### YOUR INSTRUCTIONS:
Copy nothing from the entries below except the lines from the one containing "The gap between" through the one containing "YegorKorenkov, line 20: Also, please", and copy those exactly.

--- SOURCE MATERIAL Enclosed Below ---

PR #1580, opened 2023-03-02
Created catalog using grid

nugardesq:
https://nugardesq.github.io/layout_catalog_grid/

### DIFF
--- a/src/styles/media.scss
+++ b/src/styles/media.scss
@@ -1,0 +1,17 @@
+@media screen and (max-width: 1024px) {
+  .catalog {
+    grid-template-columns: repeat(3, minmax(200px, 1fr));
+  }
+}
+
+@media screen and (max-width: 768px) {
+  .catalog {
+    grid-template-columns: repeat(2, minmax(200px, 1fr));
+  }
+}
+
+@media screen and (max-width: 488px) {
+  .catalog {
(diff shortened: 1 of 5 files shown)


src/styles/media.scss
```diff
@@ -0,0 +1,17 @@
+@media screen and (max-width: 1024px) {
```
anstsot, line 1: there is no need to create a separate file for these styles. it is still related to `.catalog` so please move them to `_catalog.scss` file

src/styles/media.scss
```diff
@@ -0,0 +1,17 @@
...
+  .catalog {
+    grid-template-columns: repeat(3, minmax(200px, 1fr));
+  }
+}
+
+@media screen and (max-width: 768px) {
```
anstsot, line 7: according to the task, there should be three columns starting at 768px. so you have to change value:
```suggestion
@media screen and (max-width: 767px) {
```

anstsot: please check other places as well

anstsot (changes requested):
Good job, but there are few fixes to improve your code.

The gap between cards seems to be more than 48px. Set `max-width` to the container or place cards in the middle.
image

anstsot (approved):
Great job!

PR #1602, opened 2023-03-02
change d-flex to d-grid and add responsive

Valerii05:


src/styles/_catalog.scss
```diff
@@ -20,3 +20,36 @@
     margin-right: 48px;
   }
 }
+
+@media screen and (max-width: 1024px) {
+  .catalog {
+    grid-template-columns: 1fr 1fr 1fr;
+    grid-template-rows: 1fr 1fr 1fr;
```
vlad-demchuk, line 27: why do you need `grid-template-rows`?

vlad-demchuk: change columns like that
`grid-template-columns: repeat(2, $card-width);`

vlad-demchuk: fix all such cases

vlad-demchuk (changes requested):

src/styles/_catalog.scss
```diff
@@ -1,15 +1,15 @@
 .catalog {
-  display: flex;
-  flex-wrap: wrap;
-
+  display: grid;
+  grid-template-columns: repeat(4, $card-width);
+  justify-content: space-between;
```
YegorKorenkov, line 4: Please use center

src/styles/_catalog.scss
```diff
@@ -20,3 +20,33 @@
     margin-right: 48px;
```
YegorKorenkov, line 20: Also, please use property gap instead of margin

YegorKorenkov (changes requested):

nazarmatsevych (approved):

PR #1618, opened 2023-03-05
griddooo

makandriival:
- [DEMO LINK](https://makandriival.github.io/layout_catalog_grid/)


liliia-livandovskaya (changes requested):
Block with cards should be centered
Screenshot 2023-03-10 at 14 54 28

jstmpelowycz (approved):

PR #1629, opened 2023-03-06
grid catalog v1

edgarlokys:
https://edgarlokys.github.io/layout_catalog_grid/


src/styles/utils/_media.scss
```diff
@@ -0,0 +1,17 @@
...
+  .catalog {
+    grid-template-columns: repeat(2, $card-width);
+  }
+}
+
+@media (max-width: $min-size-media) {
+  .catalog {
+    grid-template-columns: repeat(1, $card-width);
+  }
+}
```
IvanFesenko, line 17: It's bad practice use separate file with media while using sass. Move it inside catalog selector

IvanFesenko (changes requested):
Good job. Check my comment

src/styles/blocks/catalog.scss
```diff
@@ -0,0 +1,37 @@
+@import "./../utils/mixin";
+@import "./../utils/variables";
+
+.catalog {
```
tetiana-ivanchenko, line 4: there is example from official documentstion
media query should be inside selector's block
image

tetiana-ivanchenko (changes requested):

src/styles/blocks/catalog.scss
edgarlokys: i think fixed it

edgarlokys: check plz 'correct v2'

src/styles/utils/_media.scss
```diff
@@ -0,0 +1,17 @@
+@media (min-width: $medium-size-media) and (max-width: $max-size-media) {
```
mykhalenych, line 1: why do you duplicate this code?
delete here and use only in catalog file

src/styles/utils/_variables.scss
```diff
@@ -0,0 +1,8 @@
+$max-size-media: 1024px;
+$medium-size-media: 768px;
+$min-size-media: 488px;
+
+$card-width: 200px;
+
+$border-color: #ccc;
+$header-item-color: #060b35;
```
mykhalenych: Screenshot 2023-03-07 at 17 29 44
check your configs rules, you missed "add new line at the end"

mykhalenych (changes requested):

src/styles/utils/_media.scss
VitaliyBondarenko1982: Please, fix comments about remove duplicate code. Remove this file, you already use it in catalog

VitaliyBondarenko1982 (changes requested):

src/styles/blocks/catalog.scss
```diff
@@ -0,0 +1,37 @@
...
+  @media (min-width: $min-size-media) and (max-width: $medium-size-media) {
+    .catalog {
+      grid-template-columns: repeat(2, $card-width);
+    }
+  }
+  
+  @media (max-width: $min-size-media) {
+    .catalog {
+      grid-template-columns: repeat(1, $card-width);
+    }
```
Anastasiia-Svintsova, line 26: You can simplify it. Check if it'll work
```suggestion
   @media (min-width: $min-size-media) {
    .catalog {
      grid-template-columns: repeat(2, $card-width);
    }
  }
  
  @media (min-width: $medium-size-media) {
    .catalog {
      grid-template-columns: repeat(3, $card-width);
    }
  }
  
  @media (min-width:  $max-size-media) {
    .catalog {
      grid-template-columns: repeat(4, $card-width);
    }
```

Anastasiia-Svintsova (changes requested):
- The previous comments are not fixed. Maybe you forgot to commit and push changes? If you have any questions, please, ask them in the fe_chat 🙏 

- Align the cards container to the center 
image

- There should be four columns starting at 1024px
image

- There should be three columns starting at 768px
image

- Same with other queries. Check it, please

PR #1634, opened 2023-03-07
Develop

KateLis84:
- [DEMO LINK](https://KateLis84.github.io/layout_catalog_grid/)


loralevitska (changes requested):
Fix your media queries 
image
image
this applies to all conditions, not only the ones I indicated

in general, in code, it is better to start writing all styles from the mobile version but in this task it is up to you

--- End of Enclosed SOURCE MATERIAL ---

### THE ANSWER:
The gap between cards seems to be more than 48px. Set `max-width` to the container or place cards in the middle.
image

anstsot (approved):
Great job!

PR #1602, opened 2023-03-02
change d-flex to d-grid and add responsive

Valerii05:


src/styles/_catalog.scss
```diff
@@ -20,3 +20,36 @@
     margin-right: 48px;
   }
 }
+
+@media screen and (max-width: 1024px) {
+  .catalog {
+    grid-template-columns: 1fr 1fr 1fr;
+    grid-template-rows: 1fr 1fr 1fr;
```
vlad-demchuk, line 27: why do you need `grid-template-rows`?

vlad-demchuk: change columns like that
`grid-template-columns: repeat(2, $card-width);`

vlad-demchuk: fix all such cases

vlad-demchuk (changes requested):

src/styles/_catalog.scss
```diff
@@ -1,15 +1,15 @@
 .catalog {
-  display: flex;
-  flex-wrap: wrap;
-
+  display: grid;
+  grid-template-columns: repeat(4, $card-width);
+  justify-content: space-between;
```
YegorKorenkov, line 4: Please use center

src/styles/_catalog.scss
```diff
@@ -20,3 +20,33 @@
     margin-right: 48px;
```
YegorKorenkov, line 20: Also, please use property gap instead of margin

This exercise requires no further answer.